As for the entry wall that is going to be a big problem.  First we have to find the driver/vehicle owner that hit it. That is being done through the police records. Then we have to track down their insurance carrier (hope they had/have one!)  But even after we do that the wall was built over 15 years ago and no one knows who did the work. Plus it is just one wall out of the 6 or 8 that were originally installed so the job we'll need to get done is very small for any company to tackle.  We (actually the Master Association, the Vinings)  are trying to get estimates for the repair work as well as the replacement of all the electrical controls and distribution boxes that are located behind that wall.  It isn't easy and we may have to look at new approach.  The last update I saw about that was about a week ago.


----------



## spiceycat (Nov 13, 2006)

thanks John.
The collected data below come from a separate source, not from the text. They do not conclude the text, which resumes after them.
PR #3046, opened 2022-01-11
Fix date format to save PM time

### LINKED ISSUE #3024: Bolt 5.1 All datetime fields are saved as AM
I just updating to 5.1 but i have a doctrine issue, i fixed whit **bin/console doctrine:schema:update --force**, so after i have the next bug:

### Example:
I select 18:00hrs (6:00 PM) in the datetime field:
image

But when i save changes, the page reload and shows 6:00 AM:
image

It happens in all my dates... so i have tu get back to v5.0.6

fsidobre:
Hello! 
The recent changes to the format handled by date & datetime fields introduced a few bugs : 

Having the `h` format instead of `H` for hour will :
- make default hour stored for date fields as `12:00` 
- make default hour for query comparison as `12:00` (e.g. when using `where { date: '>yesterday' }`)
- only store the hour in a range between 0 and 12 on a `datetime` field when you type a PM hour (with or without the AM/PM selector) 

Fixes #3024

### DIFF
--- a/assets/js/app/editor/Components/Date.vue
+++ b/assets/js/app/editor/Components/Date.vue
@@ -105,7 +105,7 @@ export default {
                 wrap: true,
                 altFormat: 'F j, Y',
                 altInput: true,
-                dateFormat: 'Y-m-d h:i',
+                dateFormat: 'Y-m-d H:i',
                 enableTime: false,
             },
         };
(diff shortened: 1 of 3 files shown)


Joossensei (approved):
Looks good! And nice that you wrote some tests for these as well!

bobdenotter (commented):
Thanks @fsidobre  👍

The failures in the CI are fixed in #3053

Is building 8 the only one with the new roof?


----------



## timeos2 (Nov 13, 2006)

spiceycat said:
			
		

> thanks John. Is building 8 the only one with the new roof?
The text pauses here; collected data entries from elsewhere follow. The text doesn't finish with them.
PR #3048, opened 2022-01-12
Fix wrong subtask called in makefile for docker

fsidobre:
Hello! 

Some cleaning was made in the `db-*` and `docker-db-*` sub-tasks, but an old one is still called, breaking the `make docker-install` procedure.

This fixes it!


bobdenotter (approved):
Thanks, @fsidobre 👍

PR #3055, opened 2022-01-21
Bugfix Fix autocomplete for Relation 

ionutlip:
it looks like searchable not used in assets/js/app/editor/Components/Select.vue   only  **:searchable="autocomplete || taggable"**


bobdenotter (approved):
This is a good catch. Thanks, @ionutlip 👍 

(CI is acting up, but locally tests pass fine)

So far. The progress has been painfully slow.  Far more custom work than I realized and, although they are working every day that the weather cooperates,  they haven't even finished Building 8 yet.  The demolition crews removing the old tile are ahead of the metal installation by 4 full buildings.  Gaston is going to hold off on demolition on the last 3 until they get caught up.


----------



## pedro47 (Nov 14, 2006)

John,

Will the work be completed by late January 2007, this is when I will be at the resort?


----------



## timeos2 (Nov 14, 2006)

*All current projects completed by mid-2007*



			
				pedro47 said:
			
		

> John,
> 
> Will the work be completed by late January 2007, this is when I will be at the resort?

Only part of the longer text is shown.